Safari does not support vp8 or vp9 when playing youtube, and youtube serves h264 instead. h264 is less efficient in terms of compression ratio (more to download for the same quality), but h264 is decoded in hardware on OSX, and VP8 or VP9 isn't, which explains what you see.
This is why, for example, Safari does not have 4k video on Youtube, while being perfectly capable of playing 4k videos in general.
Depending on the machine, VP9 can be decoded in hardware on Firefox on Windows, but chip support is limited.
All that said, we're working on our video playback performance as we speak, especially on OSX (because it was so bad a few release back), but also in general.

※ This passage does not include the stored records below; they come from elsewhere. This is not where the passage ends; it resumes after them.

PR #277, opened 2022-10-07
[LMS-471] Extract assignment submissions from Canvas

sgonzalezgap:


src/canvas-extractor/edfi_canvas_extractor/client_graphql.py
```diff
@@ -9,23 +9,22 @@
 from pandas import DataFrame
 from typing import Dict, List, Tuple
 
-from canvasapi.course import Course
-from canvasapi.enrollment import Enrollment
-from canvasapi.section import Section
-from canvasapi.user import User
+from canvasapi.submission import Submission
```
saa14, line 12: QUESTION: Is there a reason we are still using `canvasapi` for `Submission` instead of `Dict[str, str]`?

src/canvas-extractor/edfi_canvas_extractor/extract_graphql.py
```diff
@@ -165,6 +167,22 @@ def _write_assignments(
...
 
+@catch_exceptions
+def _get_submissions(
+    arguments: MainArguments,
+    gql: GraphQLExtractor,
+    sync_db: sqlalchemy.engine.base.Engine,
+) -> None:
+    logger.info("Extracting Submissions from Canvas")
+    (sections, _, _) = results_store["sections"]
+    logger.info("Writing LMS UDM AssignmentSubmissions to CSV files")
```
saa14, line 178: SHOULD: This can be separated out into it's own function `_write_submissions` with the `@catch_exceptions` decorator like we have for other similar operations in the file.

src/canvas-extractor/edfi_canvas_extractor/client_graphql.py
sgonzalezgap: Remove all the canvasapi dependecies

src/canvas-extractor/edfi_canvas_extractor/extract_graphql.py
sgonzalezgap: There is a subject here, when its on separate functions stops the mapping. It could be the way that its passing the params to the write function in mapping. Meanwhile I leave it working.

src/canvas-extractor/edfi_canvas_extractor/client_graphql.py
```diff
@@ -193,3 +190,96 @@ def extract_assignments(
...
+    -------
+    Dict[Tuple[str, str], DataFrame]
+        A dict with (section_id, assignment_id) as key and udm_submissions
+        as value.
+    """
+    export: Dict[Tuple[str, str], DataFrame] = {}
+    submissions: List[Dict[str, str]] = gql.get_submissions()
+    if len(list(submissions)) < 1:
+        logger.info(
+            "Skipping submissions for section id %s - No data returned by API",
```
saa14, line 218: SHOULD: We have to either provide the section id here or reformat this message in this log message to not use `%s`.

src/canvas-extractor/edfi_canvas_extractor/client_graphql.py
```diff
@@ -193,3 +190,96 @@ def extract_assignments(
...
+        for assignment_id, submissions_df in submissions_dfs_by_assignment_id.items():
+            section_id = str(submissions_df.iloc[0]['section_id'])
+            assignment_source_system_identifier = f"{section_id}-{str(assignment_id)}"
+            submissions_df["assignment_id"] = assignment_source_system_identifier
+            submissions_df = submissionsMap.map_to_udm_submissions(submissions_df, section_id)
+            export[(section_id, f"{assignment_source_system_identifier}")] = submissions_df
+        return export  # type: ignore
+
+
+# def extract_submissions(
```
saa14, line 240: COULD: If this version of `extract_submissions` is not intended to be used or expected to be re-introduced in a near future PR, I would prefer we remove it and rely on the repo history to get it back if needed.

sgonzalezgap: Miss that one, removing ...

src/canvas-extractor/edfi_canvas_extractor/client_graphql.py
sgonzalezgap: SUGGESTION:  "Skipping submissions for section - No data returned by API" ?

saa14 (approved):

PR #694, opened 2024-04-01
Fix tracker refresh mutation

taos15:
This pull request fixes the tracker refresh mutation by adding the necessary code to fetch the track record.


taos15 (commented):
I just realized that [PR 692](https://github.com/Suwayomi/Suwayomi-WebUI/pull/692/files#diff-9650bd6ad5745b4d2224c5dfc1c6029e1612def87c2d0fdbd006fe2352ffdd04) created the `TRACKER_FETCH_BIND` I will use that mutation instead, I remove the mutation from the useEffect, since it was causing multiple mutations when the page re-rendered.

taos15:
I will use the just implemented TRACKER_FETCH_BIND mutation

PR #708, opened 2024-04-05
Feature/mark-chapters-as-read-based-on-tracker-history

taos15:
This pull request includes the following changes:

- Refactor: creates utility functions to work with lists

- Refactor(chapters): removes commented out code and implements utility function to clean up the file

- Refactor TrackMangaButton to update local source if the tracker last read is higher than local

- Merge branch 'master' of github.com:Suwayomi/Suwayomi-WebUI into feature/mark-chapters-as-read-based-on-tracker-history

- Refactor(packe.json): adds --host flag to the vite command to be able to run the dev server remotely


taos15:
This PR implement [feature request 699](https://github.com/Suwayomi/Suwayomi-WebUI/issues/699)

taos15 (commented):
I need to add logic to support partial chapters. like 56.1

src/components/chapter/ChapterActionMenuItems.tsx
```diff
@@ -118,15 +119,7 @@ export const ChapterActionMenuItems = ({
...
-
-            const index = allChapters.findIndex(({ id: chapterId }) => chapterId === chapter.id);
-
-            const isFirstChapter = index + 1 > allChapters.length - 1;
-            if (isFirstChapter) {
-                return [];
-            }
-
-            return allChapters.slice(index + 1);
+            return getPreviousChapters(chapter.id, allChapters);
```
schroda, line 122: use the `Chapters` class - same for all the added util functions

schroda (commented):
this should be an action in the options menu of an active track binding (`TrackerActiveCard`)
it also should not fetch the chapter list and only sync the known chapters

taos15:
Since it check which tracker has the more chapter read, should the action be in the modal instead of the trackerCard? Like a button somewhere in the model (sync read)? 

For the chapters, you mean work with the current chapter that the manga has and not try to pull the latest? I might have done without knowing, but I did not know I was fetching the chapters. My intent was to only fetch the trackers history (trackerBind), and use the current chapters list to comprare (I use the requestManager because I though it return it from cache, kid of a cache store).

src/components/manga/TrackMangaButton.tsx
```diff
@@ -28,8 +29,67 @@ export const TrackMangaButton = ({ manga }: { manga: TManga }) => {
 
     const loggedInTrackers = Trackers.getLoggedIn(trackerList.data?.trackers.nodes ?? []);
     const trackersInUse = Trackers.getLoggedIn(Trackers.getTrackers(mangaTrackers));
+    const mangaChaptersQuery = requestManager.useGetMangaChapters(manga.id, {});
```
taos15, line 32: I this the line you are talking about that is fetching the chapters? @schroda

schroda: no, it's this

```
        // Fetch new chapters if behind tracker
        if (localBehindTracker) {
            await requestManager.getMangaChaptersFetch(manga.id, { awaitRefetchQueries: true }).response;
        }
```

taos15: Ok. If the local manga is behind (last chapter is 100 but last read in tracker is 103) there wont be a way to find the last chapter that match the tracker. In that case, do you propose to not get the last chapter and instead mark every as read?. Since in the example, the last local chapter is 100 and the last tracker read is 103, every before 103 should be read, in this case all the local chapters should be marked as read?

schroda: yes, I am

taos15: Ok. I can do that.

PR #732, opened 2024-04-14
fix(manifest.json): fetch the manifest.json and cache when the app first load to eliminate 401 when using a reverse proxy like nginx

taos15:
This pull request fixes the issue where the manifest.json was not being fetched and cached when the app first loaded, causing a 401 error when using a reverse proxy like nginx. The `fetchAndCacheManifest` function has been added to the `App` component's `useEffect` hook to fetch and cache the manifest.json.


taos15 (commented):
Implemented in [PR 737](https://github.com/Suwayomi/Suwayomi-WebUI/pull/737)

PR #736, opened 2024-04-14
feat(app.tsx): refactors the app.tsx routes to lazy load the components.

taos15:
This pull request refactors the app routes to lazy load the components, improving performance and reducing initial bundle size.


taos15 (commented):
This is a WIP, it is open for people to colaborate. Adding code split will be a lot of work. We will need to check every screen/component to see what can be lazy load. Since the not-default-exort eslint rule was use in the app, every component that is lazy load needs to be refactor to default exports (there are ways to lazy load name export, but it is more work).

schroda:
default exports won't be introduced to the code base again, either do it with named exports or don't do it at all
and don't create a massive pr which introduces lazy loading everywhere, split it up and create small prs

PR #793, opened 2024-09-03
Fix overflow on Continuous Horizontal view

BrutuZ:
Fixes a vertical overflow on the Continuous Horizontal View of the reader. Especially noticeable when the default font size is overridden on the browser (I use 20 instead of 16)

| Before | After |
| --- | --- |
| image | image |
| Vertical Overflow | No Vertical Overflow |

### DIFF
--- a/src/screens/Reader.tsx
+++ b/src/screens/Reader.tsx
@@ -553,7 +553,7 @@ export function Reader() {
                 alignItems: 'center',
                 justifyContent: 'center',
                 minWidth: `calc((100vw - (100vw - 100%)) - ${navBarWidth}px)`, // 100vw = width excluding scrollbar; 100% = width including scrollbar
-                minHeight: '100vh',
+                minHeight: 'calc(100vh - 1rem)',
                 marginLeft: `${navBarWidth}px`,
             }}
         >
--- a/src/screens/Reader.tsx
+++ b/src/screens/Reader.tsx
@@ -42,6 +42,7 @@ import { GET_CHAPTERS_READER } from '@/lib/graphql/queries/ChapterQuery.ts';
 import { GET_MANGA_READER } from '@/lib/graphql/queries/MangaQuery.ts';
 import { TMangaReader } from '@/lib/data/Mangas.ts';
 import { CHAPTER_READER_FIELDS } from '@/lib/graphql/fragments/ChapterFragments.ts';
+import { useResizeObserver } from '@/util/useResizeObserver';
 
 type TChapter = GetChaptersReaderQuery['chapters']['nodes'][number];
 
@@ -487,6 +488,12 @@ export function Reader() {
         openNextChapter(ChapterOffset.PREV);
     }, [openNextChapter]);
 
+    const [scrollbarHeight, setScrollbarHeight] = useState(0);
+    useResizeObserver(
+        document.documentElement,
+        useCallback(() => setScrollbarHeight(window.innerHeight - document.documentElement.clientHeight), []),
+    );
+
     if (isLoading) {
         return (
             <Box
@@ -553,7 +560,7 @@ export function Reader() {
                 alignItems: 'center',
                 justifyContent: 'center',
                 minWidth: `calc((100vw - (100vw - 100%)) - ${navBarWidth}px)`, // 100vw = width excluding scrollbar; 100% = width including scrollbar
-                minHeight: 'calc(100vh - (100vh - 100%))',
+                minHeight: `calc((100vh - ${scrollbarHeight}px)`,
                 marginLeft: `${navBarWidth}px`,
             }}
         >
--- a/src/screens/Reader.tsx
+++ b/src/screens/Reader.tsx
@@ -553,7 +553,7 @@ export function Reader() {
                 alignItems: 'center',
                 justifyContent: 'center',
                 minWidth: `calc((100vw - (100vw - 100%)) - ${navBarWidth}px)`, // 100vw = width excluding scrollbar; 100% = width including scrollbar
-                minHeight: `calc(100vh - (100vh - 100%))`,
+                minHeight: 'calc(100vh - (100vh - 100%))',
                 marginLeft: `${navBarWidth}px`,
             }}
         >
--- a/src/screens/Reader.tsx
+++ b/src/screens/Reader.tsx
@@ -560,7 +560,7 @@ export function Reader() {
                 alignItems: 'center',
                 justifyContent: 'center',
                 minWidth: `calc((100vw - (100vw - 100%)) - ${navBarWidth}px)`, // 100vw = width excluding scrollbar; 100% = width including scrollbar
-                minHeight: `calc((100vh - ${scrollbarHeight}px)`,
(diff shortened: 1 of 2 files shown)


schroda:
the problem is the horizontal scrollbar height which the `100vh` does not include, making `1rem` not the ideal size to subtract since it only works as long as the actual scrollbar height is less than 16px and additionally, the scrollbar height might be less than 16px which would make the page take up less than 100% of the available height

instead, the scrollbar height should be set to the same fixed value as the width (`theme.tsx`), which is currently not done, and then the `SCROLLBAR_WIDTH` (probably should also be renamed, e.g. `SCROLLBAR_SIZE`) can be used for the calculation

browsers where the scrollbars do not affect the available height also need be considered, since there would be empty space due to pages not taking the full height because the non-existing scrollbar height gets subtracted
so it has to be considered if a scrollbar exists which reduces the available height and only then the scrollbar height should be subtracted

BrutuZ:
I tried getting the scrollbar size on `theme.ts` but the snippet returns falsy (I'm guessing there's nothing rendered at that point of the stack), so I did it locally instead

schroda:
what I meant was the `export const SCROLLBAR_WIDTH = 14;` which is in `theme.ts` where the toolbar styling is defined

```ts
MuiCssBaseline: {
                    styleOverrides: `
                        *::-webkit-scrollbar {
                          width: ${SCROLLBAR_WIDTH}px;
                          # only width is set and height is missing but should be added so that both the vertical and horizontal scrollbar have the same size
                          # height: ${SCROLLBAR_WIDTH}px;
                        }
                        ...
```

regarding the scrollbar detection 
```ts
const scrollbarHeight = window.innerHeight - document.documentElement.clientHeight;
```

this can fail since there is no gurantee that the scrollbar is already visible by the time the component renders, so the better option would be to listen to size changes of e.g. the `document.documentElement` (`useResizeObserver` can be used for that) and to update some state (e.g. `scrollbarSize` or `isScrollbarVisible`)

src/screens/Reader.tsx
```diff
@@ -553,7 +553,7 @@ export function Reader() {
                 alignItems: 'center',
                 justifyContent: 'center',
                 minWidth: `calc((100vw - (100vw - 100%)) - ${navBarWidth}px)`, // 100vw = width excluding scrollbar; 100% = width including scrollbar
-                minHeight: '100vh',
+                minHeight: `calc(100vh - (100vh - 100%))`,
```
schroda, line 556: does this work?

BrutuZ: It does, in the sense that `100vh` nets me that smidge of overflow and this doesn't.

BrutuZ:
> what I meant was the export const SCROLLBAR_WIDTH = 14; which is in theme.ts where the toolbar styling is defined

That's what I tried to change for the script snippet.
Worth noting that Firefox ignores that scrollbar styling.

> regarding the scrollbar detection
> 
> ```ts
> const scrollbarHeight = window.innerHeight - document.documentElement.clientHeight;
> ```
> this can fail since there is no guarantee that the scrollbar is already visible by the time the component renders, so the better option would be to listen to size changes of e.g. the `document.documentElement` (`useResizeObserver` can be used for that) and to update some state (e.g. `scrollbarSize` or `isScrollbarVisible`)

Well, now things went way out of my league, I'm not familiar with Vue or to understand that 😅

src/screens/Reader.tsx
schroda: I think thats because this results in `calc(100vh - (100vh - 0))` since the parent element does not have a height set, so it takes 100% of 0 - which at the end makes this a min height of 0

schroda:
> Worth noting that Firefox ignores that scrollbar styling.

yeah, firefox is also one of the browsers were the scrollbar does not have any affect on the available width/height

> Well, now things went way out of my league, I'm not familiar with Vue or to understand that 😅

basically, by the time the Page renders `scrollbarHeight  (const scrollbarHeight = window.innerHeight - document.documentElement.clientHeight;)` can still be 0, because the element which causes the scrollbar has not been rendered yet

the reason this still works most of the time, is because the page gets rerendered so often that at some point in time the scrollbar is visible, therefore `scrollbarHeight` would not be 0 anymore
however, in case the page never gets rerendered while the scrollbar is already visible, the scrollbar size would never be subtracted from the available height

src/screens/Reader.tsx
BrutuZ: `getComputedStyle()` returned `100%` for it on the browser's Developer Tools
image

BrutuZ:
Thanks, I got so far as to understand the theory of why that's flawed (typical race condition), it's the part about attaching an observer and updating states that lost me.

src/screens/Reader.tsx
schroda: interesting, nonetheless, 100% of 0 height of the parent is still 0

schroda:
you can just reuse an existing hook `useResizeObserver`, it would look like this
```ts
...
const [scrollbarHeight, setScrollbarHeight] = useState(0)
useResizeObserver(
  # elment to observer size changes
  document.documentElement,
  # handle size change by calculating the scrollbar height and updating the components scrollbarHeight state which triggers a rerender
  useCallback(() => setScrollbarHeight(window.innerHeight - document.documentElement.clientHeight),
  []
)
...

```

src/screens/Reader.tsx
BrutuZ: I tried changing it to both `max-height` and `height` just to see if it would "disappear" with 0 height, it didn't. Computed style for `height` was even in absolute units
image

schroda: you can see it by adding `max-height` with both % and vh values, the % based value does not do anything while the vh one does shrink the pages in size

BrutuZ:
Something like that https://github.com/Suwayomi/Suwayomi-WebUI/pull/793/commits/1189852052f023f2e9ad4799fd7cb9b3f57ac874 ?

src/screens/Reader.tsx
schroda: this needs to be changed to the same fix as in `Page` (`calc(100vh - ${scrollbarHeight}px)`)

as it is now it breaks the single and double page mode while `fit to page` is disabled and the `reader width` is below 100%, in that case the page is not vertically centered anymore

src/screens/Reader.tsx
```diff
@@ -553,7 +560,7 @@ export function Reader() {
                 alignItems: 'center',
                 justifyContent: 'center',
                 minWidth: `calc((100vw - (100vw - 100%)) - ${navBarWidth}px)`, // 100vw = width excluding scrollbar; 100% = width including scrollbar
-                minHeight: '100vh',
+                minHeight: `calc((100vh - ${scrollbarHeight}px)`,
```
schroda, line 563:
```suggestion
                minHeight: `calc(100vh - ${scrollbarHeight}px)`,
```

src/screens/Reader.tsx
schroda: looks good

Anyway, I imagine that's the price to pay for being crossplatform. You can't implement everything for every platform. Safari only has to work on macOS/iOS.
Speaking for Chrome's implementation, efficiently rendering video on macOS does require CALayer compositing, but it's not sufficient.
Only certain types of decoded frames can be efficiently scanned out (different from the types that can be used efficiently in OpenGL compositing). Actually entering the most efficient fullscreen video mode requires some magic. Matching macOS behavior exactly when a fallback to OpenGL compositing is required can be difficult (eg. colorspace bugs can result in flickering).
I have not looked at the new code in Firefox, but I would expect that not all of the benefit would be realized in a first release. In any case it's a huge undertaking to support a single platform; congrats to the team for making it happen!